PROBLEM STATEMENT | Where the listing below has a line containing "(thus, also automatically", output that line and all lines after it, verbatim, and no others.

MATERIAL FOR THIS TASK |
· · · · · · ·

PR #565, opened 2025-03-31
Add action specific spinners

samutoljamo-pareto:
Spinners are specific to actions, while updates disable buttons of similar kind globally

### DIFF
--- a/tools/app/src/components/ContentArea.tsx
+++ b/tools/app/src/components/ContentArea.tsx
@@ -113,6 +113,7 @@ interface LinkFormProps {
   inModal?: boolean;
   formRef?: React.RefObject<HTMLFormElement | null>;
   isLoading?: boolean;
+  isUpdating?: boolean;
 }
 
 const NO_LINK_TYPE = -1;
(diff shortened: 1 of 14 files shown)


samutoljamo-pareto:
Note about UX: Currently loading spinners are action specific while disabling is resource specific. For example, a card or a workflow is a resource. However, I'm not sure how much benefit there is to this kind of system. One alternative would be: a global loading state, which does not cause the button to spin, but rather indicate it globally to the user. Also, instead of a disabling a button, the actions could produce a toast if user tries something it should not do. However, let's not go back-and-fourth so this was rather just a note.

tools/app/app/lib/api/action-types.ts
```diff
@@ -0,0 +1,25 @@
+/**
+    Cyberismo
+    Copyright © Cyberismo Ltd and contributors 2024
```
Fuzzbender, line 3: 2024 -> 2025

samutoljamo-pareto:
Waiting for #576 . This one is easier to rebase

tools/app/app/lib/api/action-types.ts
samutoljamo-pareto: done

PR #566, opened 2025-03-31
INTDEV-814 Use inline passthrough instead of block to avoid extra '+'s

Fuzzbender:
Seems that using block passthrough (q.v. https://docs.asciidoctor.org/asciidoc/latest/pass/pass-block/) inside a table leaves extra plusses on either side of macro. 

Switch to using inline passthrough (q.v. https://docs.asciidoctor.org/asciidoc/latest/pass/pass-macro/); they seem to work both outside and inside of a table.

### DIFF
--- a/tools/data-handler/src/macros/index.ts
+++ b/tools/data-handler/src/macros/index.ts
@@ -248,8 +248,8 @@ export function createHtmlPlaceholder(
     .map((key) => `${key}="${options[key]}"`)
     .join(' ');
 
-  // start with a line change to ensure that passthrough ++++ is on its own line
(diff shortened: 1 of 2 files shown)


henryhaverinen:
The extra + characters are gone and all macros seem to work. However, I noticed that some macros seem to require extra newlines to make the content next to the macro work. For example, in secure development essentials, the "Manage threat models" task looks like this:

image

The asciidoc content is as follows:

`=== 2. Create a threat model document

{{#report}}
  "name": "secdeva/reports/createChildDocument",
  "template": "secdeva/templates/threatModel",
  "buttonLabel": "Create a threat model"
{{/report}}

=== 3. Document the target of the threat model

Follow the instructions in the template.

The  diagram is the most important part of this documentation.
`

PR #574, opened 2025-04-01
INTDEV-811 Optimize showProjectCards function

Fuzzbender:
Instead of function level recursion, use `readdir` with `recursive: true`.

First, builds up a card map for the cards, then fetches metadata for each card and finally builds the hierarchy. 

This takes roughly 70% of the time that the previous implementation took on my Mac. App calls this once per change (status change, or edit metadata), so the gains are cumulative.  

Noted while checking the performance that nodeJS (or Mac file system?) caches `readdir` results. If you need to make a performance improvement, call the `readdir` function once before measurements with the path you are using. That way you can compare different implementations side-by-side.

### DIFF
--- a/tools/data-handler/src/containers/project.ts
+++ b/tools/data-handler/src/containers/project.ts
@@ -11,7 +11,8 @@
 */
 
 // node
-import { basename, dirname, join, resolve, sep } from 'node:path';
+import { Dirent } from 'node:fs';
+import { dirname, join, resolve, sep } from 'node:path';
 import { readdir } from 'node:fs/promises';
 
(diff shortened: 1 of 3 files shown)


samutoljamo-pareto (approved):
Not sure if spawning that many promises is required for the performance gains, but I don't think it will cause problems so I don't think we need to worry about that today.

Fuzzbender:
> Not sure if spawning that many promises is required for the performance gains, but I don't think it will cause problems so I don't think we need to worry about that today.

Noticed that the last `Promise.all()` is not needed, as there aren't any `async` ops done there. 
Therefore, this one has fewer `Promises` than the earlier function had.

PR #575, opened 2025-04-01
INTDEV-755 INTDEV-591 adjust page leave dialog

samutoljamo-pareto:
Logic is now simpler:
- if any field is touched, the dialog will be shown.
- If you start typing a label, but don't press the "+"-button, it will not trigger the dialog.


tools/app/app/lib/slices/card.ts
```diff
@@ -0,0 +1,35 @@
+/**
+    Cyberismo
+    Copyright © Cyberismo Ltd and contributors 2024
```
Fuzzbender, line 3: We should use 2025 in copyright for new files (we cannot claim that the copyright for new implementation was started already last year).

Fuzzbender (approved):

samutoljamo-pareto:
Waiting for #576 . This one is easier to rebase

PR #576, opened 2025-04-03
Feature/samutoljamo/remove next

samutoljamo-pareto:
- Removes next
- Removes jest from app(replaced with vitest)
- Adds a separate backend(which will serve the frontend)

Note: Don't worry about the security issues at this point. The routes were setup that way for dev purposes


samutoljamo-pareto:
Looks like all security issues will resolve after this.

Fuzzbender (approved):

PR #580, opened 2025-04-07
INTDEV-689 Resource cache in Project

Fuzzbender:
Implement resource cache to `Project`. 
Integrate with `file-resources` (thus, also automatically with `folder-resources`). 

Cache is as simple as they go: key is `resourceName` which is unique for each resource and data is their JSON file content. 
As resources are not particularly large (most of them are few hundreds of bytes) this doesn't even consume that much RAM. 

The cache is updated when resource is created, updated, renamed, or deleted.


tools/data-handler/src/containers/project.ts
```diff
@@ -70,6 +70,10 @@ export class Project extends CardContainer {
   private settings: ProjectConfiguration;
   private validator: Validate;
 
+  // Created resources are held in a cache.
+  // In the cache, key is resource name, and data is resource metadata (as JSON).
+  private createdResources = new Map<string, JSON>();
```
samutoljamo-pareto, line 75: Could we simply use Record<string, string> instead of JSON?

samutoljamo-pareto (approved):
Looks good to me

· · · · · · ·

SOLUTION |
Integrate with `file-resources` (thus, also automatically with `folder-resources`). 

Cache is as simple as they go: key is `resourceName` which is unique for each resource and data is their JSON file content. 
As resources are not particularly large (most of them are few hundreds of bytes) this doesn't even consume that much RAM. 

The cache is updated when resource is created, updated, renamed, or deleted.


tools/data-handler/src/containers/project.ts
```diff
@@ -70,6 +70,10 @@ export class Project extends CardContainer {
   private settings: ProjectConfiguration;
   private validator: Validate;
 
+  // Created resources are held in a cache.
+  // In the cache, key is resource name, and data is resource metadata (as JSON).
+  private createdResources = new Map<string, JSON>();
```
samutoljamo-pareto, line 75: Could we simply use Record<string, string> instead of JSON?

samutoljamo-pareto (approved):
Looks good to me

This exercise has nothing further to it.